Headlines scream. Therefore, what more evidence do you need? The virus
is coming, the virus is coming. Head for the hills. Pack up the
kids. Live in the forest. Dig for roots and tubers.
Survive away from the CONTAGION.
"I thought I was healthy. I was drinking fresh juice every morning and
running in the park. I'm not even in favor of vaccines. But now I
don't know. I sneezed twice yesterday. For a moment, while I was
watching the news, I felt what might have been a hot
flash. Better call my doctor and get tested. What? He's booked up
solid for three months? Screw it, I'm going to talk to my boss and see
if I can work from home. Who's that drug dealer friend of your cousin,
honey? Maybe he's selling antivirals."
Footnote #2: Forget food labels that announce ORGANIC or GMO FREE. When
are we going to see stickers on apples that claim: NO CORONAVIRUS. For
that matter, when will people starting wearing those stickers on their
foreheads?
As I've been saying for 30 years, the most important long-term cartel of
Globalism is MEDICAL. It flies no partisan banners. It proclaims its
political neutrality. It expresses no interest beyond healing.

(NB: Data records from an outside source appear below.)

Issue #574, opened 2026-07-27
Build User Settings Page


nensii21:
Description

Create a centralized settings page with tabs for:

Account
Privacy
Notifications
Appearance
Security

Babin123456:
@nensii21 I want to try this.

PR #863, opened 2026-08-03
Add an internationalization (i18n) foundation to the frontend

### LINKED ISSUE #858: Add an internationalization (i18n) foundation to the frontend
## Description

Every user-facing string in the frontend is a hard-coded English literal. There is no i18n library, no locale files, and no way for a non-English speaker to use DevLink. Dates are formatted with ad-hoc `date-fns` calls and numbers with raw template strings, so even a user whose browser is set to `de-DE` sees US formatting throughout.

Retro-fitting i18n once there are thousands of literals is significantly more painful than putting the foundation in now, and a large share of this project's contributors are not native English speakers.

## Proposed solution

A lightweight, dependency-free i18n foundation rather than pulling in `react-i18next` (which is a sizeable addition for what we need today):

- A typed translation catalogue keyed by dot-path, with English as the source of truth.
- `I18nProvider` + `useTranslation()` returning a `t()` that supports `{placeholder}` interpolation and simple pluralisation via `Intl.PluralRules`.
- Locale detection order: explicit user choice in `localStorage` → `navigator.language` → `en`.
- `Intl`-backed helpers for dates, relative times, numbers, and percentages so formatting follows the active locale.
- Missing keys fall back to English and warn in dev, never crash and never render a raw key in production.
- A language switcher component, and one real screen migrated end-to-end to prove the pattern.

Adding further locales should then be a matter of dropping in one file.

## Acceptance criteria

- [ ] `t()` resolves nested keys and interpolates named placeholders.
- [ ] Pluralisation follows the active locale's rules.
- [ ] Unknown key falls back to English, then to a readable last segment.
- [ ] Locale persists across reloads.
- [ ] `<html lang>` updates when the locale changes.
- [ ] Date/number/relative-time helpers respect the active locale.
- [ ] At least one non-English catalogue included as a reference.
- [ ] Unit tests for resolution, interpolation, pluralisation, and fallback.

MOHITKOURAV01:
# Pull Request

## Summary

Every user-facing string in the frontend is a hard-coded English literal. There is no i18n library, no locale files, and dates and numbers are formatted with US conventions regardless of the browser's locale — a user on `de-DE` sees `1,234.5` where they expect `1.234,5`.

This adds the foundation, plus one screen migrated end-to-end to prove the pattern.

Retro-fitting i18n once there are thousands of literals is dramatically more painful than putting the plumbing in now, and a large share of this project's contributors are not native English speakers.

---

## Related Issue

Closes #858

---

## Type of Change

- [ ] Bug fix
- [x] New feature
- [x] Documentation update
- [ ] Performance improvement
- [x] Refactoring
- [x] UI/UX enhancement
- [x] Tests
- [ ] Other

---

## Changes Made

| Path | Purpose |
| :--- | :--- |
| `src/i18n/types.ts` | `Catalogue`, `PluralForms`, option types |
| `src/i18n/translate.ts` | Resolution, interpolation, pluralisation (pure) |
| `src/i18n/format.ts` | `Intl` wrappers for dates, relative times, numbers |
| `src/i18n/locales/en.ts` | English — the source of truth |
| `src/i18n/locales/es.ts` | Spanish — worked reference |
| `src/i18n/locales/index.ts` | Registry and BCP-47 tag resolution |
| `src/context/I18nContext.tsx` | `I18nProvider`, `useTranslation()` |
| `src/components/LanguageSwitcher.tsx` | The picker |
| `src/components/errors/*` | Migrated end-to-end |
| `docs/i18n.md` | How to add strings and languages |

### Why not `react-i18next`

What we need today is key lookup, `{placeholder}` interpolation, plural selection and `Intl` formatting — a few hundred lines. `react-i18next` is a sizeable dependency with a plugin system, backend adapters and an initialisation dance we would not use.

If requirements grow past this (ICU syntax, lazy namespaces, a TMS integration), swapping a library in behind the same `useTranslation()` surface is contained. Starting *with* the library is the harder thing to reverse.

### Flat keys, not nested

Nesting reads nicely in the file but makes the key type a recursive conditional — slow to check and unreadable in an editor tooltip. `keyof typeof en` on a flat object is exact and instant, so `t("typo.key")` is a compile error and autocomplete works.

---

## Two things the tests caught

**1. The `zero` plural form silently never fired.**

English has no `zero` CLDR category — `Intl.PluralRules("en").select(0)` returns `other`. Following that strictly meant a translator who wrote `zero: "No unread notifications"` never saw it and got "0 unread notifications" instead.

Writing a `zero` form is an unambiguous statement of intent, so it now wins at `count === 0` in every locale. This is a deliberate, documented deviation from CLDR — everything else follows `Intl.PluralRules` exactly. Flagging it explicitly since it's the one place this diverges from the spec.

**2. The error pages render outside the providers.**

The root route's `errorComponent` and `notFoundComponent` **replace** `RootComponent` rather than rendering inside it. Since the migrated error pages call `useTranslation()`, an API 401 would have surfaced as *"useTranslation must be used within an I18nProvider"* instead of the sign-in page. `__root.tsx` now wraps them via `OutsideRootProviders`.

This is exactly why the PR migrates a real screen rather than only shipping the mechanism — the wiring problem was invisible until something actually consumed it.

---

## Design notes

- **Fallback chain:** active catalogue → English → a humanised key (`projects.emptyState.title` → "Title"). `t()` never throws and never returns `""` — a translation problem should degrade the copy, not blank the UI.
- **Unknown placeholders stay visible.** A stray `{userName}` on screen is an obvious bug report; the string "undefined" is a confusing one.
- **`useTranslation()` throws outside a provider** rather than quietly defaulting to English, which would hide the wiring bug until a non-English user reported it.
- **`formatPercent` takes a 0–1 ratio**, not an already-multiplied number, so callers cannot disagree about whether `50` means 50% or 5000%.
- **Formatters are cached** — `Intl` construction is expensive relative to how often we format — and every one degrades to `en` on a malformed locale tag, so a bad `localStorage` value cannot blank a page.
- `<html lang>` follows the active locale, which screen readers use to pick a voice.

---

## Testing

- [x] Tested locally
- [x] Existing tests pass
- [x] Added new tests
- [x] UI verified

Additional testing notes:

**New tests — 73 passed** across three files:

- `translate.test.ts` — interpolation (repeats, whitespace, numbers, unknown and `undefined` values), plural selection including the Japanese `other`-only case and a malformed tag, key humanisation, the full fallback chain, and the plural-without-count warning.
- `format.test.ts` — locale-dependent grouping/decimals, compact notation, relative time in English and Spanish, the `numeric: "auto"` "yesterday" case, unit selection, and the non-finite / unparseable guards.
- `I18nContext.test.tsx` — detection precedence, walking `navigator.languages` past unsupported entries, rejecting an unsupported stored value, persistence, surviving a throwing `localStorage` (Safari private mode), `<html lang>` updates, live locale switching, English fallback for a key Spanish lacks, and the throw-outside-provider case.

Three of these are **catalogue invariants** rather than unit tests, and will keep future locales honest: every non-English key must exist in English, every plural entry must define `other`, and a translated string's `{placeholders}` must match the English original.

**Full suite:** 296 → 369 passed. The delta is exactly the 73 new tests. (Four test *files* fail on both sides — Playwright e2e specs vitest picks up. Pre-existing and unrelated.)

**Typecheck:** 37 errors before, 37 after — all pre-existing, none in files this PR touches.

**Lint:** clean. `I18nContext.tsx` emits the same `react-refresh/only-export-components` warning that the existing `ThemeContext.tsx` does, which is inherent to a context file exporting both a provider and its hook.

---

## Checklist

---

## Merge order

> **This branch has #862 merged into it.** Both PRs wire themselves into `src/routes/__root.tsx` — the import block and the provider tree — so they collided. Both hunks were purely additive and the resolution keeps everything from each side:
>
> ```tsx
> <I18nProvider>
>   <ThemeProvider defaultTheme="system">
>     <OfflineBanner />
>     ...
> ```
>
> `I18nProvider` sits outside `ThemeProvider` so anything under the theme can translate. `OfflineBanner` does not consume i18n today, but that is where it will need to be once its copy is migrated.
>
> **Please merge #862 first.** Once it lands, this PR's diff collapses to only the i18n changes. Verified in a combined worktree with all five PRs merged: 394 tests pass, typecheck and lint unchanged from baseline.

---

## Additional Notes

**No visible change for English users.** The migrated error pages render exactly the copy they rendered before; the strings just come from a catalogue now.

Spanish deliberately omits `notifications.unread` so the English fallback is covered by a test rather than assumed. Machine-assisted and worth a native review before anyone relies on it.

The rest of the app still has hard-coded literals. Migrating a screen is: add its strings to `en.ts`, swap the literals for `t()`. That can happen incrementally, one screen per PR, and does not need to block this.

`LanguageSwitcher` is not mounted in the settings page yet — that touches a screen this PR otherwise leaves alone, and belongs with the settings work in #574.

### DIFF
--- a/docs/i18n.md
+++ b/docs/i18n.md
@@ -1,0 +1,159 @@
+# Internationalization
+
+Every user-facing string in the frontend used to be a hard-coded English
+literal. There was no i18n library, no locale files, and dates and numbers were
+formatted with US conventions regardless of the user's browser settings.
+
+This document covers the foundation added in #858.
+
+## Why not `react-i18next`
+
+What the app needs today is key lookup, `{placeholder}` interpolation, plural
+selection and `Intl` formatting. That is a few hundred lines. `react-i18next`
+is a sizeable dependency with its own plugin system, backend adapters and
+initialisation dance, most of which we would not use.
+
+If requirements grow past this — ICU message syntax, lazy-loaded namespaces,
+integration with a translation-management platform — swapping a library in
+behind the same `useTranslation()` surface is a contained change. Starting with
+the library would have been the harder thing to reverse.
+
+## Layout
+
+| Path                          | Purpose                                    |
+| :---------------------------- | :----------------------------------------- |
+| `src/i18n/types.ts`           | `Catalogue`, `PluralForms`, option types    |
+| `src/i18n/translate.ts`       | Resolution, interpolation, pluralisation    |
+| `src/i18n/format.ts`          | `Intl` wrappers for dates and numbers       |
+| `src/i18n/locales/en.ts`      | English — the source of truth               |
+| `src/i18n/locales/es.ts`      | Spanish — worked reference                  |
+| `src/i18n/locales/index.ts`   | Locale registry and tag resolution          |
+| `src/context/I18nContext.tsx` | `I18nProvider`, `useTranslation()`          |
+| `src/components/LanguageSwitcher.tsx` | The picker                          |
+
+## Using it
+
+```tsx
+import { useTranslation } from "@/context/I18nContext";
+
+function ProjectHeader({ memberCount, createdAt }) {
+  const { t, formatRelativeTime } = useTranslation();
+
+  return (
+    <header>
+      <p>{t("members.count", { count: memberCount })}</p>
+      <time>{formatRelativeTime(createdAt)}</time>
+    </header>
+  );
+}
+```
+
+`t()` is typed against `keyof typeof en`, so an unknown key is a compile error
+and your editor autocompletes the real ones.
+
+## Adding a string
+
+Add it to `src/i18n/locales/en.ts`. That's the whole step — other locales are
+allowed to lag behind and fall back to English.
+
+```ts
+"projects.emptyState.title": "No projects yet",
+"projects.count": { one: "{count} project", other: "{count} projects" },
+```
+
+Keys are **flat and dot-separated**, not nested. Nesting reads nicely in the
+file but turns the key type into a recursive conditional that is slow to check
+and unreadable in an editor tooltip. `keyof` on a flat object is exact and
+instant.
+
+The `as const` on the catalogue is what produces the key type. It must stay.
+
+## Pluralisation
+
+Provide a variant per CLDR category. Only `other` is required:
+
+```ts
+"notifications.unread": {
+  zero: "No unread notifications",
+  one: "{count} unread notification",
+  other: "{count} unread notifications",
+},
+```
+
+`count` selects the form *and* is available as `{count}`, so you don't pass it
+twice.
+
+**One deliberate deviation from CLDR.** English has no `zero` plural category —
+`Intl.PluralRules("en").select(0)` returns `other`. Strictly following that
+would mean a translator who wrote `zero: "No unread notifications"` never saw
+it and got "0 unread notifications" instead. Writing a `zero` form is an
+unambiguous statement of intent, so it wins at `count === 0` in every locale.
+Everything else follows `Intl.PluralRules` exactly.
+
+## Fallback chain
+
+1. Active catalogue
+2. English
+3. A humanised form of the key — `projects.emptyState.title` renders as "Title"
+
+Step 3 is not a translation, but it beats showing a raw dotted key. Missing
+keys warn once each in development and are silent in production. `t()` never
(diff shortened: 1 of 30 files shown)


MOHITKOURAV01:

| :--- | :--- | :--- | :--- |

It thus exemplifies a fabulous cover story for its covert operations.
It employs armies of true believers, who will tell you they are
SCIENTISTS. The problem is, they've undergone massive mind control.
It's called medical school.
They've never met a virus they don't love. Even if that virus turns out
to be nothing more than a theoretical artifact, a fabricated construct,
a cartoon, a fairy tale spun out on the evening news...
Update: The US Congress has just approved $8.3 billion for "fighting the
coronavirus." Talk about a money pot. Major fingers in that pot,
including, no doubt, vaccine companies.